November 13 - 19, 2016: Issue 289

Mac Attack

Mac Attack

What is the cutest animal you can think of?  Most people say that furry animals are the most adorable.  Many think that animals with giant-sized dark eyes are the most loveable.  And many agree that critters with unusual abilities like being able to hang from their tails or ride on their mother’s backs are the cutest of them all.

Well, picture this:  a furry little creature that lives in its mum’s pouch, popping its fuzzy little head out occasionally to view the world through big liquorice eyes.  Then when it is big enough to emerge from the pouch, it bounces around on gangly little legs, stopping only to munch on fresh green grass or foliage.  This creature is the personification of cuteness.  This creature is a swamp wallaby.

Swamp wallabies are macropods.  Macropods are marsupials (animals that usually carry their young in pouches) which are found on the Australian continent and they comprise kangaroos, wallabies, quokkas and tree-kangaroos.  The word macropod comes from the Greek meaning for “big foot”. They all have very large hind feet for jumping/hopping and very powerful and muscly tails.  Most macropods have smallish heads, large ears and the females have forward-facing pouches.  

If a female macropod is killed in a collision with a vehicle, her baby (joey) can actually survive the impact as it is cushioned inside her pouch.  This is how we came to meet Cassius and Xena - two extraordinary little swamp wallaby joeys - that overcame almost insurmountable odds to survive in this harsh, human-focussed world.  

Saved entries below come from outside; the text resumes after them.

PR #205, opened 2023-06-01
[codemirror] Mock requestAnimationFrame to setTimeout so that we don'…

julienw:
…t lose any work in the async time

I noticed that we were sometimes missing work in the async part of the "long" step for codemirror, both in Chrome and Firefox (both with and without the raf-based runner).
With this hack that also used elsewhere, this doesn't seem to happen anymore.

/cc @flashdesignory

### DIFF
--- a/resources/tentative/editors/codemirror.html
+++ b/resources/tentative/editors/codemirror.html
@@ -126,6 +126,12 @@
             </div>
             <div id="editor"></div>
         </div>
+        <script>
+            // This hack allows to capture the work normally happening in a rAF. We
+            // may be able to remove it if the runner improves.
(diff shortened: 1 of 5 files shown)


bgrins (approved):

flashdesignory (approved):

camillobruni (approved):

julienw:
Feel free to merge as I don't have the write rights yet!
Thanks

bgrins:
> Feel free to merge as I don't have the write rights yet!

@rniwa do you want to review before this is merged?

rniwa (approved):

We think that Xena and Cassius were born about 10 days apart.  Xena was living in her mum’s pouch in a little remnant pocket of bushland in Belrose and Cassius was living in his mum’s pouch in an area of bushland in a National Park.  Neither knew of the other’s existence.  Until fate intervened.   Late one night, Xena’s mum was struck on Morgan Rd and killed.  Xena stayed in her dead mum’s pouch and waited, crying as the flow of milk gradually stopped and the warmth from her mother ebbed away.  We don’t know how long she was alone but thankfully, someone that knew to stop and check dead marsupials for pouch-young found little Xena and rang Sydney Wildlife.  Cassius was also extracted from his deceased mum’s pouch and each joey was taken into care by different Sydney Wildlife carers and were started on 3-hourly mild feeds - day and night.   Ashley became Xena’s human mum and I became Cassius’ human mum.

Xena was a minuscule 173g when she was rescued from her dead mum’s pouch.

Cassius was 300g when he was taken from his mum’s pouch.

Both the joeys were furless when they were taken into care and these furless joeys are referred to as ‘pinkies’.  Swamp wallabies can start reproducing between 15–18 months of age. Gestation is about 35 days and the tiny jelly-bean-sized joey crawls from the birth canal into the pouch, attaches to a teat and begins suckling.  The young are carried in the pouch for about 8–9 months.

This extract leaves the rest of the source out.